Task inputs START
PR #138, opened 2026-05-06
BUG: amos/amos.h: fix translation bugs in binu and rati

JaRoSchm:
#### Reference issue
-

Hi, I detected these errors in the same way as in https://github.com/scipy/xsf/pull/92. This time I used `besj` with `z = 70.26595687262548 - 0.7026595687262548j` and n = 50 in https://github.com/JaRoSchm/pyamos/blob/main/compare_xsf_zbessel.py for finding the bugs. This was simply incorrectly translated from FORTRAN, see https://github.com/scipy/scipy/blob/4edfcaa3ce8a387450b6efce968572def71be089/scipy/special/amos/. Regarding testing the same question/comment from https://github.com/scipy/xsf/pull/92 applies.

#### Additional information
-

#### AI Generation Disclosure
No AI tools used

### DIFF
--- a/include/xsf/amos/amos.h
+++ b/include/xsf/amos/amos.h
@@ -2788,11 +2788,7 @@ namespace amos {
         }
         /* 100 */
         if (nw > 0) {
-            nz = -1;
-            if (nw == -2) {
-                nz = -2;
-            }
-            return nz;
+            return -1;
         }
         nw = wrsk(z, fnu, kode, nn, cy, cw, tol, elim, alim);
         if (nw < 0) {
--- a/include/xsf/amos/amos.h
+++ b/include/xsf/amos/amos.h
@@ -2666,7 +2666,7 @@ namespace amos {
         dfnu = fnu + n - 1;
         if ((az <= 2.) || (az * az * 0.25 <= (dfnu + 1.0))) {
             /* GOTO 10 */
-            nw = seri(z, fnu, kode, n, cy, tol, elim, alim);
+            nw = seri(z, fnu, kode, nn, cy, tol, elim, alim);
             inw = std::abs(nw);
             nz += inw;
             nn -= inw;
@@ -2689,7 +2689,7 @@ namespace amos {
                 //
                 // MILLER ALGORITHM NORMALIZED BY THE SERIES
                 //
-                nw = mlri(z, fnu, kode, n, cy, tol);
+                nw = mlri(z, fnu, kode, nn, cy, tol);
                 if (nw < 0) {
                     nz = -1;
                     if (nw == -2) {
@@ -2706,7 +2706,7 @@ namespace amos {
                 //
                 // ASYMPTOTIC EXPANSION FOR LARGE Z
                 //
-                nw = asyi(z, fnu, kode, n, cy, rl, tol, elim, alim);
+                nw = asyi(z, fnu, kode, nn, cy, rl, tol, elim, alim);
                 if (nw < 0) {
                     nz = -1;
                     if (nw == -2) {
@@ -2760,7 +2760,7 @@ namespace amos {
         /* 60 */
         if (az <= rl) {
             /* 70 */
-            nw = mlri(z, fnu, kode, n, cy, tol);
+            nw = mlri(z, fnu, kode, nn, cy, tol);
             if (nw < 0) {
                 nz = -1;
                 if (nw == -2) {
@@ -2788,7 +2788,11 @@ namespace amos {
         }
         /* 100 */
         if (nw > 0) {
-            return -1;
+            nz = -1;
+            if (nw == -2) {
+                nz = -2;
+            }
+            return nz;
         }
         nw = wrsk(z, fnu, kode, nn, cy, cw, tol, elim, alim);
         if (nw < 0) {
@@ -4296,7 +4300,7 @@ namespace amos {
         }
 
         if (p1 == 0.) {
-            p1 = std::complex<double>(0, 0);
+            p1 = std::complex<double>(tol, tol);
         }
 
         cy[n - 1] = p2 / p1;
@@ -4309,7 +4313,7 @@ namespace amos {
         cdfnu = fnu * rz;
 
         for (i = 2; i < (n + 1); i++) {
-            pt = cdfnu + t1 * rz * cy[k];
+            pt = cdfnu + t1 * rz + cy[k];
             if (pt == 0.0) {
                 pt = std::complex<double>(tol, tol);
             }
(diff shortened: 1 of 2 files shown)


dschmitz89:
Thanks for digging so deep into this difficult code.

Tests should go into [this folder](https://github.com/scipy/xsf/tree/main/tests/xsf_tests). You could mimic the approach from the other tests in that folder. With a little help from the LLM of your choice, it should hopefully not be too difficult (at least that was my experience as someone who never used ctest before). Do you have any specific questions?

include/xsf/amos/amos.h
```diff
@@ -2788,7 +2788,11 @@ namespace amos {
         }
         /* 100 */
         if (nw > 0) {
-            return -1;
+            nz = -1;
+            if (nw == -2) {
+                nz = -2;
+            }
+            return nz;
```
dschmitz89: The if condition in 2792 is unreachable as first we check for `nw>0` and then for `nw==-2`. Was this in the original Fortran source?

dschmitz89 (changes requested):

include/xsf/amos/amos.h
JaRoSchm: Thanks, of course you are right, I reverted this change.
Yes, this actually was this way in the Fortran source: https://github.com/scipy/scipy/blob/4edfcaa3ce8a387450b6efce968572def71be089/scipy/special/amos/zbinu.f#L99

JaRoSchm:
Thank you for the review! I added a test which fails on main and passes here. Mainly, I was worried about the size of the reference data. Here, I could reduce it to an array of length 15. However, in one of my other PRs, the length would be larger than 200 and I am not sure, if this is nice to put into the code.

When this is merged, I will update #92 and #93 and add tests to the same file.

include/xsf/amos/amos.h
```diff
@@ -2666,7 +2666,7 @@ namespace amos {
         dfnu = fnu + n - 1;
         if ((az <= 2.) || (az * az * 0.25 <= (dfnu + 1.0))) {
             /* GOTO 10 */
-            nw = seri(z, fnu, kode, n, cy, tol, elim, alim);
+            nw = seri(z, fnu, kode, nn, cy, tol, elim, alim);
```
JaRoSchm, line 2669: See https://github.com/scipy/scipy/blob/4edfcaa3ce8a387450b6efce968572def71be089/scipy/special/amos/zbinu.f#L26

include/xsf/amos/amos.h
```diff
@@ -2689,7 +2689,7 @@ namespace amos {
                 //
                 // MILLER ALGORITHM NORMALIZED BY THE SERIES
                 //
-                nw = mlri(z, fnu, kode, n, cy, tol);
+                nw = mlri(z, fnu, kode, nn, cy, tol);
```
JaRoSchm, line 2692: See https://github.com/scipy/scipy/blob/4edfcaa3ce8a387450b6efce968572def71be089/scipy/special/amos/zbinu.f#L66

include/xsf/amos/amos.h
```diff
@@ -2706,7 +2706,7 @@ namespace amos {
                 //
                 // ASYMPTOTIC EXPANSION FOR LARGE Z
                 //
-                nw = asyi(z, fnu, kode, n, cy, rl, tol, elim, alim);
+                nw = asyi(z, fnu, kode, nn, cy, rl, tol, elim, alim);
```
JaRoSchm, line 2709: See https://github.com/scipy/scipy/blob/4edfcaa3ce8a387450b6efce968572def71be089/scipy/special/amos/zbinu.f#L41

include/xsf/amos/amos.h
```diff
@@ -2760,7 +2760,7 @@ namespace amos {
         /* 60 */
         if (az <= rl) {
             /* 70 */
-            nw = mlri(z, fnu, kode, n, cy, tol);
+            nw = mlri(z, fnu, kode, nn, cy, tol);
```
JaRoSchm, line 2763: See https://github.com/scipy/scipy/blob/4edfcaa3ce8a387450b6efce968572def71be089/scipy/special/amos/zbinu.f#L66

include/xsf/amos/amos.h
```diff
@@ -4291,7 +4296,7 @@ namespace amos {
         }
 
         if (p1 == 0.) {
-            p1 = std::complex<double>(0, 0);
+            p1 = std::complex<double>(tol, tol);
```
JaRoSchm, line 4299: See https://github.com/scipy/scipy/blob/4edfcaa3ce8a387450b6efce968572def71be089/scipy/special/amos/zrati.f#L104

include/xsf/amos/amos.h
```diff
@@ -4304,7 +4309,7 @@ namespace amos {
         cdfnu = fnu * rz;
 
         for (i = 2; i < (n + 1); i++) {
-            pt = cdfnu + t1 * rz * cy[k];
+            pt = cdfnu + t1 * rz + cy[k];
```
JaRoSchm, line 4312: See https://github.com/scipy/scipy/blob/4edfcaa3ce8a387450b6efce968572def71be089/scipy/special/amos/zrati.f#L117

dschmitz89:
The translation errors look genuine. I am not so convinced about the outcome though. When I run your test data against scipy's main branch, the maximal relative error I get is in the order of 10 eps.

```python
import numpy as np
from mpmath import mp
from scipy.special import jv

mp.dps = 1000


n = 15
z = 70 - 0.7j

for n in range(1, n + 1):
    reference = complex(mp.besselj(n, mp.mpc(z)))
    scipy_result = jv(n, z)
    rel_error = abs(reference - scipy_result) / abs(reference)
    print(f"n={n}, mpmath.j{n}(z)={reference}, scipy.special.jv({n}, z)={scipy_result}, relative error={rel_error}")
``` 

Do your changes decrease the relative error even more?

JaRoSchm:
No, I expect no changes for scipy from this PR. Instead, this fixes a feature of the amos library which at the moment cannot be accessed through scipy (which is probably the reason why these bugs were not caught during the translation process). In the test file you can find the parameter `n` which is the number of consecutive orders of Bessel function returned. In the wrappers in `xsf/include/xsf/bessel.h` used by scipy this is always set to `n = 1`. However, it is planned to make this feature accessible for scipy, see the discussion in #50. So before approaching this, I want to fix the remaining translation bugs.

steppi (approved):
Looks good to me. Thanks @JaRoSchm and thanks @dschmitz89 for the review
Task inputs END
Where a line above holds the string "Thanks", copy that line.

[Completed exercise]:
Thanks for digging so deep into this difficult code.
JaRoSchm: Thanks, of course you are right, I reverted this change.
Looks good to me. Thanks @JaRoSchm and thanks @dschmitz89 for the review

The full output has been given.